EXERCISE PROMPT:
Gather up every line from the entries below that uses the word "namespace".

+===+

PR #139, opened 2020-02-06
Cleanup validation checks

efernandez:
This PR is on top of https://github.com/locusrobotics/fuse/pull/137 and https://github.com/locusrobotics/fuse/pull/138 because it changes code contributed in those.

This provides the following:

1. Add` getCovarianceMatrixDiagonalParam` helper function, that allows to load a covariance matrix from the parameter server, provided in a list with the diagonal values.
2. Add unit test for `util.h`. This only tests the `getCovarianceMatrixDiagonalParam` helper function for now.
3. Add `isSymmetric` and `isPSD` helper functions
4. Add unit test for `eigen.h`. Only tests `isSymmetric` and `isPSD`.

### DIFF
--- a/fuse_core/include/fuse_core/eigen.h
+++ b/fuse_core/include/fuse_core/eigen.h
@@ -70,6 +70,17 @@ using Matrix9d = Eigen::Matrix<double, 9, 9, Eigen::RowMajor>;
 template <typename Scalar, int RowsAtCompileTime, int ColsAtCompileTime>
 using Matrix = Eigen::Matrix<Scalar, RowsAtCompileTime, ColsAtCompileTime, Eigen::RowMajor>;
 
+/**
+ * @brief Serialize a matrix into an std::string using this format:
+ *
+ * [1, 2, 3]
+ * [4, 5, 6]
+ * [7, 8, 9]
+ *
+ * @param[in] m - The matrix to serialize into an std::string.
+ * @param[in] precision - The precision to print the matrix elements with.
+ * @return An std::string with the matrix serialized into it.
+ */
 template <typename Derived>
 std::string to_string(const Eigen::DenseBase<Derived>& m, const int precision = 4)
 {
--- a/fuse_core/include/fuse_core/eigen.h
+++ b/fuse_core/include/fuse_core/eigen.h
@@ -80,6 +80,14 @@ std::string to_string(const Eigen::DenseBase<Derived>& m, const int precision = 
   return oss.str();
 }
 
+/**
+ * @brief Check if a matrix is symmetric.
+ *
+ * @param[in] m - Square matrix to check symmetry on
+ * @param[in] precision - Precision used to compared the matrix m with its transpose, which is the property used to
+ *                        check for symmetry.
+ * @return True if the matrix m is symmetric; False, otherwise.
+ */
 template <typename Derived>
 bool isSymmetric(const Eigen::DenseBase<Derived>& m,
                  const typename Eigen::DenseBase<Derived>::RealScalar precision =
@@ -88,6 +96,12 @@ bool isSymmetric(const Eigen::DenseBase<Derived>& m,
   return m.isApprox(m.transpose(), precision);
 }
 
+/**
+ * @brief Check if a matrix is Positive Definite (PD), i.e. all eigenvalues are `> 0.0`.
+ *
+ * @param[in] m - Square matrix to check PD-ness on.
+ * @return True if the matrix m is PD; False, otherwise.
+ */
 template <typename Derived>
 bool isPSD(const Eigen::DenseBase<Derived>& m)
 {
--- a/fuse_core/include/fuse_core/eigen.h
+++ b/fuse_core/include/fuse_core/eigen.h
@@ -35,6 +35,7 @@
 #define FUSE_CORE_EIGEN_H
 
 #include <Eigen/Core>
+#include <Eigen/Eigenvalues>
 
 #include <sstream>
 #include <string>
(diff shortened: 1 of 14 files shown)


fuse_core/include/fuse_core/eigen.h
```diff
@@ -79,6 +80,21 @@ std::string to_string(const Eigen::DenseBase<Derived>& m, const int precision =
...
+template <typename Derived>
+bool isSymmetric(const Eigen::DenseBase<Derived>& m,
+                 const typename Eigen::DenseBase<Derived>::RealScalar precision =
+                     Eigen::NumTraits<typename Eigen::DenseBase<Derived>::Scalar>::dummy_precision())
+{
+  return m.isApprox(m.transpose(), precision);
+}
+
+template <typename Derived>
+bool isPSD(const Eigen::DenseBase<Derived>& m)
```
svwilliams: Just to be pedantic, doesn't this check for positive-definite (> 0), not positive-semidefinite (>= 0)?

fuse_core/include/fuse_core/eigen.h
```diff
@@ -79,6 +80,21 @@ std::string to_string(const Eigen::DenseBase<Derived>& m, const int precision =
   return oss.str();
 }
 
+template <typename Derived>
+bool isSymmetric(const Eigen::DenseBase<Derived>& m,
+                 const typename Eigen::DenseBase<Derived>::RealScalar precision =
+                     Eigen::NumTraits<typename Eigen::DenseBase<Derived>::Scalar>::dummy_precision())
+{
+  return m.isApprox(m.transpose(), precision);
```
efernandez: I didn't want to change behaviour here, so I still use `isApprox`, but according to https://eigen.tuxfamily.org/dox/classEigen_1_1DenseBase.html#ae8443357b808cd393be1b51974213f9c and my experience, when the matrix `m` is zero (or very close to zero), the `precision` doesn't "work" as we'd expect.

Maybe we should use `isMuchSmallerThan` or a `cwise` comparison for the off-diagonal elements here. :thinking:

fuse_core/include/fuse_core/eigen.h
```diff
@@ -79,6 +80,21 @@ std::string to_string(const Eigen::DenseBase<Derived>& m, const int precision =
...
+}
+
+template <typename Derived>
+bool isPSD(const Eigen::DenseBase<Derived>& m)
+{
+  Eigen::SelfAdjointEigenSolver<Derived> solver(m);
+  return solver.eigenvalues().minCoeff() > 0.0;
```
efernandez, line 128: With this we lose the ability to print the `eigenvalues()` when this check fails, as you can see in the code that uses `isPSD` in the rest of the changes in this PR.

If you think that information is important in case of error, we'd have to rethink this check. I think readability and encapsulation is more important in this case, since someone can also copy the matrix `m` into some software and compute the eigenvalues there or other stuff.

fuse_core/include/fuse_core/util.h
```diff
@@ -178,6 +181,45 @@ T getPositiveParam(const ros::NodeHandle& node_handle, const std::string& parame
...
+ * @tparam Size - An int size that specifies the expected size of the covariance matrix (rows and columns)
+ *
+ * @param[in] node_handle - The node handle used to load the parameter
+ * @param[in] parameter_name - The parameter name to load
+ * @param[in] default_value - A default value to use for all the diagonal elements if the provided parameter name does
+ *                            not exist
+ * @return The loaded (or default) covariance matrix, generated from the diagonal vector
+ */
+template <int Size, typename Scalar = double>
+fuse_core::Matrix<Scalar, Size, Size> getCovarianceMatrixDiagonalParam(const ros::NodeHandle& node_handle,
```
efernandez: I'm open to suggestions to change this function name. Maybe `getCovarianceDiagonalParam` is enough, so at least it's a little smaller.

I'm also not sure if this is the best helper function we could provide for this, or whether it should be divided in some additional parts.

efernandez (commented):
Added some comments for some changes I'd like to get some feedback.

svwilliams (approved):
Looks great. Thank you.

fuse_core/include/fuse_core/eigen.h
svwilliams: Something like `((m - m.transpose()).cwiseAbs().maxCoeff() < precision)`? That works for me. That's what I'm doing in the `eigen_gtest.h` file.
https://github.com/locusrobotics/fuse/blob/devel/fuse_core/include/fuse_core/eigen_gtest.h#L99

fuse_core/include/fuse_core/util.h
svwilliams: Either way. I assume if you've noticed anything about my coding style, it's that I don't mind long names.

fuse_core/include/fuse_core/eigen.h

+===+

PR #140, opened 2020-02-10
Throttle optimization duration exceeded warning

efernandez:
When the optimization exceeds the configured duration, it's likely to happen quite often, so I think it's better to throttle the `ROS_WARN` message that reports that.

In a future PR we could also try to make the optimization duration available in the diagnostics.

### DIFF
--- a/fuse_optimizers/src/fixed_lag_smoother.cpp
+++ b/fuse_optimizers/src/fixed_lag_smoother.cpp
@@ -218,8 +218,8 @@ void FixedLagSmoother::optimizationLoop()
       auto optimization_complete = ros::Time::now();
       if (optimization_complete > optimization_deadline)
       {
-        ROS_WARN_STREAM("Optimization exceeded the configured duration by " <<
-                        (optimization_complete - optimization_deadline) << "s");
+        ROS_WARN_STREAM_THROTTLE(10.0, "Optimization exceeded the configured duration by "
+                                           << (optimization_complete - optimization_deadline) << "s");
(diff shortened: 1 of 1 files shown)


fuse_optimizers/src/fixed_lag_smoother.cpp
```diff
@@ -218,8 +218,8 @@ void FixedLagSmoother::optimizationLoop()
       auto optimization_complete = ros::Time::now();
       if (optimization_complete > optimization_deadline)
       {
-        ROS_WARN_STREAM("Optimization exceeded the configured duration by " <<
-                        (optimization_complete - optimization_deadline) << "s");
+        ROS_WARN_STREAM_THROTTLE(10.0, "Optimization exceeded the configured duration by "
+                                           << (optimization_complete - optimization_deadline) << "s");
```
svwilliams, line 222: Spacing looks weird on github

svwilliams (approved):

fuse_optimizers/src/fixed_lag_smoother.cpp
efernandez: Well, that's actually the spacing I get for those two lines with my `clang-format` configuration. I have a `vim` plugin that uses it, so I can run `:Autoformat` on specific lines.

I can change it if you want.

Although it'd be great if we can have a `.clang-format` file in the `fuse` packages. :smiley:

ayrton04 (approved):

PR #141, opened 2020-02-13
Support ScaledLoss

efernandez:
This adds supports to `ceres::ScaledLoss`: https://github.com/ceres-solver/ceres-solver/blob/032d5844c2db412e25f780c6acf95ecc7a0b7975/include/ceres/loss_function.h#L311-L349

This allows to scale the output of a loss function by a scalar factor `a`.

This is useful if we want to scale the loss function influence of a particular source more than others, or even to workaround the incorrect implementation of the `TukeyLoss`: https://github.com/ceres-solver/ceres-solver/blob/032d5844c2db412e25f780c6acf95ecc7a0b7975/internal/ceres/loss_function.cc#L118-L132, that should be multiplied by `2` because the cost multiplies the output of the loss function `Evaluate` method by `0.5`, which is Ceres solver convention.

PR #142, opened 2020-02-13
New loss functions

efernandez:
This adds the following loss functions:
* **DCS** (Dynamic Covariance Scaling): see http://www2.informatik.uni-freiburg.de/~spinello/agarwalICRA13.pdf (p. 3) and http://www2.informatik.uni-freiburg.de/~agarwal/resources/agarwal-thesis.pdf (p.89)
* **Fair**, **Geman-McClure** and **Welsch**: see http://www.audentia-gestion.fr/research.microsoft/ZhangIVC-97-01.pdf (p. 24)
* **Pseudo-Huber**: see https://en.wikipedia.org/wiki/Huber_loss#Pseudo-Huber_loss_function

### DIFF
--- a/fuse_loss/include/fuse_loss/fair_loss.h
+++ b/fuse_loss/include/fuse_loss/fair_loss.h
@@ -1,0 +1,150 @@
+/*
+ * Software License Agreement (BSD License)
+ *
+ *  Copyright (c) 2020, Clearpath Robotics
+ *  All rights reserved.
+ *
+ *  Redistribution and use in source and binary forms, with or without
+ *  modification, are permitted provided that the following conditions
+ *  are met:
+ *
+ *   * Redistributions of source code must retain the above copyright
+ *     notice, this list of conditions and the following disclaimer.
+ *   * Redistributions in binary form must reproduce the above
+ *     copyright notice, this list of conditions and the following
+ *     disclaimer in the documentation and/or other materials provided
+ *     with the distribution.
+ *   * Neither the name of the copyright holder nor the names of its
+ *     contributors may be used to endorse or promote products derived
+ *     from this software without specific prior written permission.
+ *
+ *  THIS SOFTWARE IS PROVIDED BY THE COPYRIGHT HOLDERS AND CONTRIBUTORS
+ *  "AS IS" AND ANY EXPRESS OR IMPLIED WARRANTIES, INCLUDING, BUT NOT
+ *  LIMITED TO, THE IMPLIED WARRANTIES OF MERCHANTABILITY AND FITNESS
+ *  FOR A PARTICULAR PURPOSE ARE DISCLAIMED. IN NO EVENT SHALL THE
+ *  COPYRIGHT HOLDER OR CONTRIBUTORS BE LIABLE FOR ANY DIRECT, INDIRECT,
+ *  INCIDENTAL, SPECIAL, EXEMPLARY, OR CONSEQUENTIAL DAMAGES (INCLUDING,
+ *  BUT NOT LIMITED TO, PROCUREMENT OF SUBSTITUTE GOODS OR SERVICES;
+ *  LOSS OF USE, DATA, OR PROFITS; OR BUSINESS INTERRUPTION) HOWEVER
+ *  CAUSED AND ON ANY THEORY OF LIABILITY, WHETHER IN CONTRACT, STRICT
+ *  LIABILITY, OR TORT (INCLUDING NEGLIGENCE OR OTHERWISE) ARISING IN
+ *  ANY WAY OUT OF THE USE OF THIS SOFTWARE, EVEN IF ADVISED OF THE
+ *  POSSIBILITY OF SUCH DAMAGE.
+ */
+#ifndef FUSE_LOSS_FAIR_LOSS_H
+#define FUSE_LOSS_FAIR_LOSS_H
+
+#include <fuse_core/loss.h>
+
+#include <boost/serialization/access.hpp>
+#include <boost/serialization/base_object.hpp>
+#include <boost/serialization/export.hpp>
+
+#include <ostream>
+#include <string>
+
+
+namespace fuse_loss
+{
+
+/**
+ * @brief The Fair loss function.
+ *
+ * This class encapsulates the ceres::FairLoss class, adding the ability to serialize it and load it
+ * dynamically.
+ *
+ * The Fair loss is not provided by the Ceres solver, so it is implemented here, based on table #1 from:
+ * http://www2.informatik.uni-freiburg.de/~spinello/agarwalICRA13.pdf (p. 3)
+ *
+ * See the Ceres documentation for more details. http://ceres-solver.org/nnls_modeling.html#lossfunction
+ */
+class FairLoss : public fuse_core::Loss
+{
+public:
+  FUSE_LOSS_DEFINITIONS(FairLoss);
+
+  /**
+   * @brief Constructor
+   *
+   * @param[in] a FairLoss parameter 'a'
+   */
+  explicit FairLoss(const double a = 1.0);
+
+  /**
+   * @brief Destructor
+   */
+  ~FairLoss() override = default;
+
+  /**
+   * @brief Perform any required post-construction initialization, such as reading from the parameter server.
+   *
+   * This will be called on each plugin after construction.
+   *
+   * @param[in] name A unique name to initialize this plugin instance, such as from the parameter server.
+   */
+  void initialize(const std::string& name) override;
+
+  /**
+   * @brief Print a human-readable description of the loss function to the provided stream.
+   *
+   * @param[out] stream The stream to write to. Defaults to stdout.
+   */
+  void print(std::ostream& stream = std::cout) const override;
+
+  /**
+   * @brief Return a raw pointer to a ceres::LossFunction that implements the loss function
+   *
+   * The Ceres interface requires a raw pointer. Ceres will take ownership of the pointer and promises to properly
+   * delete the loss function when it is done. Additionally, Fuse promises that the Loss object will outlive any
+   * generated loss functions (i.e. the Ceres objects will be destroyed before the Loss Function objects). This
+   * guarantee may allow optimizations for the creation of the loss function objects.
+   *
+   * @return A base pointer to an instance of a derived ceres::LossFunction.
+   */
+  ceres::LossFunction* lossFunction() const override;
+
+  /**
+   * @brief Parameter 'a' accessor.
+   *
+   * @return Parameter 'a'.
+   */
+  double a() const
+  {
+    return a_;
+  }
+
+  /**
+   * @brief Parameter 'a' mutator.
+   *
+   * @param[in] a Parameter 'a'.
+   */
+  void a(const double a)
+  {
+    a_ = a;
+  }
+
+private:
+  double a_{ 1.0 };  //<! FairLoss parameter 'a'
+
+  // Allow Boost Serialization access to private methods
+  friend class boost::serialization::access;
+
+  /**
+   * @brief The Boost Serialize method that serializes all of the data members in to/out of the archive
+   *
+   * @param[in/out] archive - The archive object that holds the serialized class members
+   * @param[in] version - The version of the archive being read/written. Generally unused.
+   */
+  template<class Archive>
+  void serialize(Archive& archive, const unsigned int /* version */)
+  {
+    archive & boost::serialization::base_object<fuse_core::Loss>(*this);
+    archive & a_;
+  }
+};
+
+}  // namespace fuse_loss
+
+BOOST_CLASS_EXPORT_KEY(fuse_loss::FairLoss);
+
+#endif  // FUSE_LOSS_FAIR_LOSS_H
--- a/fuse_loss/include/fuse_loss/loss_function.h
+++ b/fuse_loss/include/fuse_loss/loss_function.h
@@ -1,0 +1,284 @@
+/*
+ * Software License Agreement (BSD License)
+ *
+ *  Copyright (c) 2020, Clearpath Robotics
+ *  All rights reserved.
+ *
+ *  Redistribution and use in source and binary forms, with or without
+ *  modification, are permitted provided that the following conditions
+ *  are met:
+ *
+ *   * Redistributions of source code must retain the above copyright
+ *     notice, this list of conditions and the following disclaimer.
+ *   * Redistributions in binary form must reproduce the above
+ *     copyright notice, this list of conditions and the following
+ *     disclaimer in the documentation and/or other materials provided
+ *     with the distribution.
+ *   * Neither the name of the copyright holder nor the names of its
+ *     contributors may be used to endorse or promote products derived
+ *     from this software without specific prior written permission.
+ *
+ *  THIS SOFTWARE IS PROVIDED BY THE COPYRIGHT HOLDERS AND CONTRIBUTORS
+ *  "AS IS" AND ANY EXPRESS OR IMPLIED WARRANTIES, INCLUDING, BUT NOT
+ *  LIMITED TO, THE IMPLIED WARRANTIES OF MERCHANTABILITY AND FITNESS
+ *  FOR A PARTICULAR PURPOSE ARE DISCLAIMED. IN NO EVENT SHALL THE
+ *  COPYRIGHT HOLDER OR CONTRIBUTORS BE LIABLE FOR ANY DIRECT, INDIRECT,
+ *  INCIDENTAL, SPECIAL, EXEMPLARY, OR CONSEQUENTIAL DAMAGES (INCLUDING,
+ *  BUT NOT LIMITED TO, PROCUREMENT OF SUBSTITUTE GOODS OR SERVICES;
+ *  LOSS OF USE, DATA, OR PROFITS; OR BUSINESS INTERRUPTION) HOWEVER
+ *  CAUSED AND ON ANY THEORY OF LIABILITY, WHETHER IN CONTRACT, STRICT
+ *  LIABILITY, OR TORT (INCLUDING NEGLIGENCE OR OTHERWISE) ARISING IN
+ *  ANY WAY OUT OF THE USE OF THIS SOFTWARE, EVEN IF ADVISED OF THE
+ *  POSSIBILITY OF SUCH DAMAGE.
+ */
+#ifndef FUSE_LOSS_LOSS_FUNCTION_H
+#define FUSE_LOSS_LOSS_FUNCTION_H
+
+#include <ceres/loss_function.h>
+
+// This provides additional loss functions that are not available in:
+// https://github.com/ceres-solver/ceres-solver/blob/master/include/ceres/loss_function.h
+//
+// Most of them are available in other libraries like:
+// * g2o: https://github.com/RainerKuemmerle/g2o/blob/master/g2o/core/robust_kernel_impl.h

+===+

ANSWER TO THE EXERCISE:
+namespace fuse_loss
+}  // namespace fuse_loss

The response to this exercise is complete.